Description of the task:
Would you show every line from the records that holds "false"?

[Items from a data source]
PR #5416, opened 2016-12-08
(PUP-6986) Use binary encoding when searching for pids

Sharpie:
This patch updates the base service provider such that the binary
"ASCII-8BIT" string encoding is used when a process table scan is run by
service resources that have `hasstatus => false` set. This scan runs
regex matches against the output of `ps -ef` which could contain
arbitrary byte sequences depending on which services are running on the
system and how they are configured.

### DIFF
--- a/lib/puppet/provider/service/base.rb
+++ b/lib/puppet/provider/service/base.rb
@@ -32,15 +32,28 @@ Puppet::Type.type(:service).provide :base, :parent => :service do
     @resource.fail "Either stop/status commands or a pattern must be specified" unless @resource[:pattern]
     regex = Regexp.new(@resource[:pattern])
     ps = getps
+
     self.debug "Executing '#{ps}'"
-    IO.popen(ps) { |table|
-      table.each_line { |line|
-        if regex.match(line)
-          self.debug "Process matched: #{line}"
-          ary = line.sub(/^\s+/, '').split(/\s+/)
-          return ary[1]
-        end
-      }
+    table = Puppet::Util::Execution.execute(ps)
+
+    # The output of the PS command can be a mashup of several different
+    # encodings depending on which processes are running and what
+    # arbitrary data has been used to set their name in the process table.
+    #
+    # First, try a polite conversion to in order to match the UTF-8 encoding
+    # of our regular expression.
+    table = Puppet::Util::CharacterEncoding.convert_to_utf_8(table)
+    # If that fails, force to UTF-8 and then scrub as most uses are scanning
+    # for ACII-compatible program names.
+    table.force_encoding(Encoding::UTF_8) unless table.encoding == Encoding::UTF_8
+    table = Puppet::Util::CharacterEncoding.scrub(table) unless table.valid_encoding?
+
+    table.each_line { |line|
+      if regex.match(line)
+        self.debug "Process matched: #{line}"
+        ary = line.sub(/^[[:space:]]+/u, '').split(/[[:space:]]+/u)
+        return ary[1]
+      end
     }
 
     nil
--- a/spec/unit/provider/service/base_spec.rb
+++ b/spec/unit/provider/service/base_spec.rb
@@ -91,4 +91,24 @@ describe "base service provider" do
       expect {subject.stop }.to raise_error(Puppet::Error, 'Could not stop Service[test]: failed to stop')
     end
   end
+
+  context "when hasstatus is false" do
+    subject do
+      type.new(
+         :name  => "status test",
+         :provider => :base,
+         :hasstatus => false,
+         :pattern => "majestik m\u00f8\u00f8se",
+      ).provider
+    end
+
+    it "retrieves a PID from the process table" do
+      Facter.stubs(:value).with(:operatingsystem).returns("CentOS")
+      ps_output = File.binread(my_fixture("ps_ef.mixed_encoding")).force_encoding(Encoding::UTF_8)
+
+      executor.expects(:execute).with("ps -ef").returns(ps_output)
+
+      expect(subject.status).to eq(:running)
+    end
+  end
 end
--- a/spec/fixtures/unit/provider/service/base/ps_ef.mixed_encoding
+++ b/spec/fixtures/unit/provider/service/base/ps_ef.mixed_encoding
@@ -1,0 +1,3 @@
+UID        PID  PPID  C STIME TTY          TIME CMD
+root      4113 26549  0 11:07 pts/0    00:00:00 latin-1 args m�ni interesting furry animals
+root      4056 26549  0 11:06 pts/0    00:00:00 utf-8 args including the majestik møøse


lib/puppet/provider/service/base.rb
```diff
@@ -30,17 +30,23 @@ def getps
...
+    # Processes can add arbitrary sequences of bytes to the cmdline retrieved by
+    # 'ps -f', so drop encodings and match as binary.
+    regex = @resource[:pattern].dup
+    regex = Regexp.new(regex.force_encoding("ASCII-8BIT"))
+    table.force_encoding("ASCII-8BIT")
+
+    table.each_line { |line|
+      if regex.match(line)
+        self.debug "Process matched: #{line}"
+        ary = line.sub(/^\s+/, '').split(/\s+/)
```
Iristyle: I'm not sure what the `\s` character class means in a `BINARY` encoding - I'm a little surprised that it even works to be honest, but I'm assuming it's looking at things byte by byte?.  A whitespace ASCII character in Ruby is a `[ \t\r\n\f]` - i.e. any of the following bytes:

* 0x20 (space)
* 0x09 (tab \t)
* 0x0D (carriage return \r)
* 0x0A (line feed \n)
* 0x0C (form feed \f)

I'm going to see if I can craft some Unicode data, that when treated as a `BINARY` (i.e. `ASCII-8BIT`) string, will not split properly with the above code.  When there are multibyte Unicode characters that have any of the above bytes, then I presume this fails - but I will validate for certain.

Further, I'm not sure what we should ever be using `ASCII-8BIT` on strings that we later intend to manipulate in any way, for this reason.  Reading and writing files directly as `BINARY` is usually the right way to handle things I think, but when parsing values.. but when concatenating / regex searching / etc... I'm not sure that it's correct.

Sharpie: For `ASCII-8BIT` regex matches outside the ASCII range are done on a byte-by-byte basis. The test case in this patchset exercises this by matching the pattern `"majestic m\xd8\xd8se"` against a Latin-1 encoded file.

For the whitespace regexes, it looks like we can add a modifier to set them to binary mode: `/\s/n`:

http://ruby-doc.org/core-2.1.9/Regexp.html#class-Regexp-label-Encoding

lib/puppet/provider/service/base.rb
```diff
@@ -30,17 +30,23 @@ def getps
...
-          ary = line.sub(/^\s+/, '').split(/\s+/)
-          return ary[1]
-        end
-      }
+    table = Puppet::Util::Execution.execute(ps)
+
+    # Processes can add arbitrary sequences of bytes to the cmdline retrieved by
+    # 'ps -f', so drop encodings and match as binary.
+    regex = @resource[:pattern].dup
+    regex = Regexp.new(regex.force_encoding("ASCII-8BIT"))
```
Iristyle: Ok, found a way to make this misbehave:


```
# create a UTF-8 string
[44] pry(main)> string = "hello\u0904world!"
=> "helloऄworld!"

# force encoding to BINARY in a new copy
[45] pry(main)> string_bin = string.dup.force_encoding(Encoding::BINARY)
=> "hello\xE0\xA4\x84world!"

# we'll split on the Unicode bracket pattern [[:word:]] (Unicode version of \w)
[53] pry(main)> pattern = "[[:word:]]"
=> "[[:word:]]"
[54] pry(main)> pattern.encoding
=> #<Encoding:UTF-8>

# split our UTF-8 string with a UTF-8 regex
[57] pry(main)> string.split(Regexp.new(pattern))
=> ["", "", "", "", "", "", "", "", "", "", "", "!"]

# split our BINARY string with a BINARY regex
[58] pry(main)> string_bin.split(Regexp.new(pattern.dup.force_encoding(Encoding::BINARY)))
=> ["", "", "", "", "", "\xE0\xA4\x84", "", "", "", "", "!"]
```

Iristyle:
One other general comment I'll leave here is this.  We are mostly trying to use `UTF-8` as the default string encoding internally (so for all Puppet controlled files like manifests, templates, config files, over-the-wire formats, etc), except under a few circumstances:

* When we're capturing output from shell executables, our current thinking is that it should be using the `Encoding.default_external` (or maybe capturing as `BINARY`, encoded to `Encoding.default_external` by default internally, and optionally user configurable through `file` / `exec` / etc resources) - some of this effort is captured in [PUP-6432](https://tickets.puppetlabs.com/browse/PUP-6432)
* `Encoding.default_external` when reading / writing files that are part of the OS - this is really a best guess, because file encoding is probably application specific.  The hope is that this is mostly `UTF-8` data, and that users are running their machine with a `UTF-8` `LANG`, but I don't think we can ever be 100% 
* `BINARY` when reading / writing files, like when we copy to the file bucket.  When there's no manipulation, and we want to treat files byte for byte.

The interesting thing of course is that anything that gets generated as output - particularly logs / reports, has to end up as `UTF-8` in the end... so there's that.

Sharpie:
> One other general comment I'll leave here is this. We are mostly trying to use UTF-8 as the default string encoding internally (so for all Puppet controlled files like manifests, templates, config files, over-the-wire formats, etc), except under a few circumstances:

The problem here is that the encoding decisions of the `ps` output are made externally by different programs. One could decide to put Latin-1 characters into it's title and another could add raw binary, so it could end up being a mish-mash of different data.

I suppose the alternative would be to forcibly encode the output to UTF-8 and strip unknown bytes or replace them with the `\ufffd` "replacement character". I suppose this wouldn't result in a reduction in functionality as the current restrictions on manifests don't make it possible to specify a non-UTF-8 pattern.

Would that be a more acceptable approach?

Iristyle:
At least theoretically speaking, anything expressed in another encoding (other than `BINARY`) can be converted to UTF-8 since UTF-8 is a superset of all characters. In practical terms, I haven't exhaustively tested this - so not sure how robust Ruby's `iconv` support is - I'm sure there are probably times where it fails?  Sometimes there are also choices to make in terms of what UTF-8 codepoint corresponds to the originating character.

But I think this is generally the approach to take - so instead of `force_encoding` to modify just the metadata, actually perform a conversion by calling `.encode(Encoding::UTF_8)` against a string that is presumed to be in `Encoding.default_external`.  Then you can use a UTF-8 regex against that string.

Iristyle:
BTW - Ruby should use `UndefinedConversionError` when it can't convert to UTF-8 and I know I've seen this before - but the only tickets I see are when going from `ASCII-8BIT` / `BINARY` -> `UTF_8` which is understandable given the raw bytes are probably characters in another encoding, and without knowing what that encoding is, there's no sensible way to convert to UTF-8 if the byte sequences are invalid UTF-8...

See https://tickets.puppetlabs.com/browse/PUP-1179?jql=text%20~%20%22UndefinedConversionError%22 for a few of those

Going from UTF-8 back to something else makes a lot more sense for `UndefinedConversionError`

Sharpie:
PR updated to sanitize `ps` output by replacing invalid byte sequences with U+FFFD characters so that the result is in a valid UTF-8 encoding instead of dropping encodings and using binary matching.

Iristyle:
FYI @Sharpie I took a look at where `ps -ef` is called from, and it looks like it may already be excluded from OSes without `procfs` that you were were concerned about.  I may take a quick look into how hard it might be to use Ruby to read `proc` and if that can work around the encoding issues we're running into here - i.e. https://fredrb.github.io/2016/10/01/Understanding-proc/ (though at least in the pass I know that Ruby reading `/proc` was unreliable as there's an old Facter ticket about it on Redmine)

Iristyle:
So I think my `/proc/#{pid}/cmdline` theory works.

* I grabbed Ubuntu 16.10 out of vmpooler
* Created a file on disk called `Aۿᚠ𠜎` - this is a UTF-8 string we're using in tests that has a 1-byte, 2-byte, 3-byte and 4-byte UTF-8 character in it
* Got Ruby devkit installed with `apt-get install -y ruby-full`
* Installed pry + friends `gem install pry pry-byebug pry-stack_explorer`
* Launched another bash instance, and jammed the filename into the invocation via `--rcfile`

```
root     14550  1573  0 15:25 pts/0    00:00:00 bash --rcfile /root/Aۿᚠ𠜎 -i
root     14554 14550  0 15:25 pts/0    00:00:00 ps -ef
``` 

* Fire up pry, noting that Ruby currently has `Encoding.default_external` equivalent to UTF-8
* Make sure we can read the `cmdline` as it stands:

```
[5] pry(main)> cmdline = File.read('/proc/14550/cmdline')
=> "bash\u0000--rcfile\u0000/root/Aۿᚠ𠜎\u0000-i\u0000"
```

* Now change Encoding to something that will mangle the data, in this case `ISO_8859_1`

```
[8] pry(main)> Encoding.default_external = Encoding::ISO_8859_1
=> #<Encoding:ISO-8859-1>
```

* Inspect `cmdline` variable in pry, and notice that it's now displaying Unicode codepoints instead of inline characters:

```
[13] pry(main)> cmdline
=> "bash\u0000--rcfile\u0000/root/A\u06FF\u16A0\u{2070E}\u0000-i\u0000"
```

* Try to re-read `/proc/14550/cmdline` with the ISO-8859-1 encoding - as expected it's hosed:

```
[15] pry(main)> cmdline2 = File.read('/proc/14550/cmdline')
=> "bash\x00--rcfile\x00/root/AÛ¿á\x9A ð \x9C\x8E\x00-i\x00"
```

* There are 2 ways to get the right UTF-8 values at this point - directly read with an `:encoding` specified like:

```
[16] pry(main)> cmdline3 = File.read('/proc/14550/cmdline', :encoding => Encoding::UTF_8)
=> "bash\u0000--rcfile\u0000/root/A\u06FF\u16A0\u{2070E}\u0000-i\u0000"
```

* Or just tell Ruby that the bytes aren't really in `ISO-8859-1`, but rather `UTF-8`:

```
[17] pry(main)> cmdline2.force_encoding(Encoding::UTF_8)
=> "bash\u0000--rcfile\u0000/root/A\u06FF\u16A0\u{2070E}\u0000-i\u0000"
```

NOTE: This is not really an exhaustive test, because I did not test what happens when the bytes of a file name are written with a different encoding.  EXT4 doesn't specify an encoding for names - it just uses sequences of bytes, so really they should be expected to be in `Encoding.default_external`.  

I agree with your general sentiment that there may be times where command line params are passed to processes or files are written, where we can't be 100% certain of the encoding (and we should take extra steps to handle conversion issues where it makes sense / log those).  I still think we should work everything toward `UTF-8` - files managed with Puppet are specified in manifests with `UTF-8` names for instance, so that's how we should always be reading / writing against the file system.

MosesMendoza:
Since our manifest data (pattern) is coming in as UTF-8, I think we should attempt to convert the process data obtained by the system (`is` value) to UTF-8 and then perform the comparison.

https://github.com/puppetlabs/puppet/pull/5633 (PUP-7021) established a new `Puppet::Util::CharacterEncoding` module with a new standard UTF-8 conversion heuristic for puppet `::convert_to_utf_8`, which I think we can/should use here. https://github.com/puppetlabs/puppet/pull/5634 and https://github.com/puppetlabs/puppet/pull/5635 are also open to adopt use of this method.

MosesMendoza:
@Sharpie if you're not free ATM to continue developing on this PR let me know and I can pull it in and continue adding to it. It's in our current sprint.

Sharpie:
@MosesMendoza The problem here is that the system call is returning command lines from multiple processes. Most are probably using arguments a UTF-8 compatible encoding. Some might have raw bitstrings or Latin-1 in their arguments. All of this will be co-mingled into a single output string. In the situation where this bug was observed, one or more processes appeared to be updating their command lines with log messages that contained raw binary.

Because of this, we can't expect the output to be cleanly convertible to a single encoding like UTF-8. Asking users to handle processes with non-UTF8 arguments doesn't sound feasible either as those arguments may be required or the process might be owned by a different team which doesn't want to change it.

I think there are three approaches we can take in this situation:

  - Do a lossy encoding of the output to UTF-8 where replacement characters are substituted for incompatible bytes sequences. The problem that failed the last round of tests is that Ruby 1.9 and 2.0 consider `.encode!` to be a no-op if the string is already has its encoding set to "UTF-8". This option would preserve the ability to match process names in mixed output using UTF-8 regexes, which is probably the majority usecase. On SLES 11, the `ps` command its self this sort of normalization using replacement characters when `LC_CTYPE` was set to a UTF-8 locale.

  - If we can count on `ps` performing normalization on all POSIX platforms when `LC_CTYPE` is set, we could the environment to a UTF-8 locale when calling `ps` to get the process table.

  - Strip the encoding of the `ps` output down to raw binary and perform matches using binary regexes. This would also preserve the ability to match using UTF-8 strings, and any string once Puppet supports a Binary type, but the behavior of escape characters in a binary regex may be surprising.

Sharpie:
PR updated address Ruby 1.9 and 2.0 failures and to use the `String#scrub` method introduced in Ruby 2.1 when possible. Not sure what is up with the Appveyor build as the errors seem unrelated.

MosesMendoza:
> The problem here is that the system call is returning command lines from multiple processes. Most are probably using arguments with a UTF-8 compatible encoding. Some might have raw bitstrings or Latin-1 in their arguments. All of this will be co-mingled into a single output string. In the situation where this bug was observed, one or more processes appeared to be updating their command lines with log messages that contained raw binary.

Agreed a single string composed of bytes representing different encodings won't convert cleanly. What I was thinking was where we iterate over each line in `table`, we could convert that line as UTF-8 before matching against the regex. In that way we handle this case, I think. I.e.,

```ruby
table.each_line { |line|
  line = Puppet::Util::CharacterEncoding.convert_to_utf_8(line)
  if regex.match(line)
  ...
```

Side benefit would be failure in conversion there would provide a helpful message pointing to the exact process with characters that weren't convertible.

Sharpie:
> What I was thinking was where we iterate over each line in table, we could convert that line as UTF-8 before matching against the regex.

That still leaves the problem that the process causing the failure might not be the one that the user is interested in managing. So, they'll be blocked from managing a service with UTF-8 clean args until an encoding issue with another unrelated service is sorted out --- which may not be feasible.

MosesMendoza:
I think it's going to be a fairly rare case where `Puppet::Util::CharacterEncoding#transcode_to_utf_8` will actually raise an exception/fail (could you try it against the original output that led to this bug?)

But if that's a major concern, what about an augmented solution would handle that case a warning that the given process is unmanageable by puppet? ie:
```ruby
table.each_line { |line|
  begin
    line = Puppet::Util::CharacterEncoding.convert_to_utf_8(line)
  rescue Puppet::Error
    Puppet.debug("Could not manage process '#{line}' - cannot convert process name to UTF-8")
    next
  end
  if regex.match(line)
  ...
```
I think it's ok to print that in debug, as we already do for matched processes:
```
Debug: Service[foo](provider=base): Process matched: root      36570  35500 66 10:43 pts/0    00:00:02 /usr/bin/ruby2.3 /usr/local/bin/puppet apply -e  service { 'foo' : ensure => 'running', pattern => /my foo/, provider => 'base' }  --debug --trace
```

Sharpie:
Using `Puppet::Util::CharacterEncoding#transcode_to_utf_8` fails the test case included with this PR as a process with a non-UTF8 command line precedes the process with the command line that the regex is looking for.

> what about an augmented solution would handle that case a warning that the given process is unmanageable by puppet?

The problem here is that if we start skipping entries, then a regex looking for `/opt/bin/foo` would skip an entry containing `/opt/bin/foo <non-utf8 content>`, conclude the service isn't running and attempt to start a new copy --- which breaks idempotency and would lead to resource exhaustion if multiple copies of a service are spawned.

MosesMendoza:
> The problem here is that if we start skipping entries, then a regex looking for /opt/bin/foo would skip an entry containing /opt/bin/foo <non-utf8 content>, conclude the service isn't running and attempt to start a new copy --- which breaks idempotency and would lead to resource exhaustion if multiple copies of a service are spawned.

Ah of course. That makes sense.

joshcooper:
We resolved some issues with `Puppet::Util::CharacterEncoding` in the lead up to Puppet 5. @Sharpie can you rebase on 4.10.x and see if that resolves the appveyor CI issues?

Sharpie:
PR updated to use `Puppet::Util::CharacterEncoding` and fix issues with Windows tests. It doesn't look like the `base` service provider even supports Windows, but that's no excuse to break the test suite :)

Sharpie:
@joshcooper @MosesMendoza Any other changes needed for this one?

spec/unit/provider/service/base_spec.rb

Result for this task:
service resources that have `hasstatus => false` set. This scan runs
+  context "when hasstatus is false" do
+         :hasstatus => false,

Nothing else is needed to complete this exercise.